The double Kocher or curved rooftop incision, combining subcostal incisions on both sides, gives a very wide exposure of the upper abdomen.

The gridiron (McBurney's) incision is a right lower oblique muscle-splitting incision, long used for appendicectomy. The skin incision runs downwards and medially through the junction of the outer and

middle thirds of a line drawn from the anterior superior iliac spine to the umbilicus. The external oblique muscle and its aponeurosis are divided in the line of their fibres and then the internal oblique and transversus are split transversely (in the line of their own fibres). The two muscles are close and may be split together. The transversus becomes aponeurotic at this level and some fibres may pass to the transversalis fascia. The peritoneum can then be incised. The iliohypogastric and ilioinguinal nerves may be seen between the internal oblique and transversus and must not be damaged, to avoid weakening the protective effect that the muscles exert upon the inguinal canal.

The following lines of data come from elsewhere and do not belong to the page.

PR #820, opened 2015-09-23
Fix changing links on images for firefox, #803

anilmaurya:
fix anchor specs to select aTag when changing links

### DIFF
--- a/spec/anchor.spec.js
+++ b/spec/anchor.spec.js
@@ -434,8 +434,10 @@ describe('Anchor Button TestCase', function () {
             spyOn(MediumEditor.prototype, 'createLink').and.callThrough();
             var editor = this.newMediumEditor('.editor'),
                 toolbar = editor.getExtensionByName('toolbar'),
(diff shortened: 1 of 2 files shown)


anilmaurya:
@nmielnik How do I check if this is running fine on IE11 . I don't have windows machine and I don't know how to check it on browserstack. Can you help ?

nmielnik:
Unfortunately I'm not quite sure of a way to trigger the tests to run against SauceLabs via an external fork.  There is a way to use SauceLabs to grab an OS + Browser session and run it against your local machine via sauce connect, but you have to setup sauce connect properly, and I'm not sure if you'd be able to leverage our sauce labs account.

So, you can always install something like Virtual Box and download a Windows + IE11 VM to run the tests in, which is what I'm going to use to run the tests again.  I'll pull down your fork and run it in my VM and let you know.

anilmaurya:
@nmielnik Thanks for the info.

Extending the incision laterally may cut the deep circumflex iliac artery's ascending branch, which runs upwards above the anterior superior iliac spine between the internal oblique and transversus.

For cosmetic reasons the gridiron incision is often replaced by a more transverse muscle-splitting incision in a skin crease starting above and medial to the anterior superior iliac spine and extending nearly to the lateral border of the rectus sheath.

T he oblique muscle-cutting incision (Rutherford Morison's) is similar to the gridiron but after incising the external oblique in the line of its fibres the internal oblique and transversus are cut in the same line (not in the line of their own fibres).

Transverse muscle-cutting incisions can be made at or about the level of the umbilicus, cutting the rectus sheaths and the obliques and transversus muscles. The rectus muscle is retracted medially or divided. Lower intercostal nerves run obliquely through the abdominal wall, but more than one is not likely to be cut by this incision.

The lower abdominal transverse incision (Pfannenstiel's) is commonly used for approach to the pelvic organs. A skin crease incision is made above the pubic symphysis, just below the hairline, as far as the lateral borders of the rectus sheaths. The anterior layers of the rectus sheaths are divided in the line of the skin incision and flaps dissected off the muscles both upwards and downwards, with the pyramidalis muscles included in the lower flap. The rectus muscles which at this level lie close together are separated to expose transversalis fascia which is incised with the peritoneum, care being taken to avoid the bladder. Transverse division of the rectus muscles gives wider exposure, and the incisions can be extended laterally into the flat muscles.

A lumbar incision is used for extraperitoneal approach to the kidney and upper ureter. The incision extends below the twelfth rib from the lateral border of erector spinae towards the anterior superior iliac spine. Latissimus dorsi and external oblique are incised and their cut edges retracted so that the internal oblique and transversus merging with the lumbar fascia can also be incised. The subcostal nerve deep to internal oblique should be preserved but the vessels can be ligated. The transversalis fascia and extraperitoneal fat in the posterior part of the incision are separated to expose the renal fascia. The peritoneal cavity is not entered. Proper identification of the twelfth rib is essential to avoid entering the pleural cavity, which extends below its medial part (see p. 213).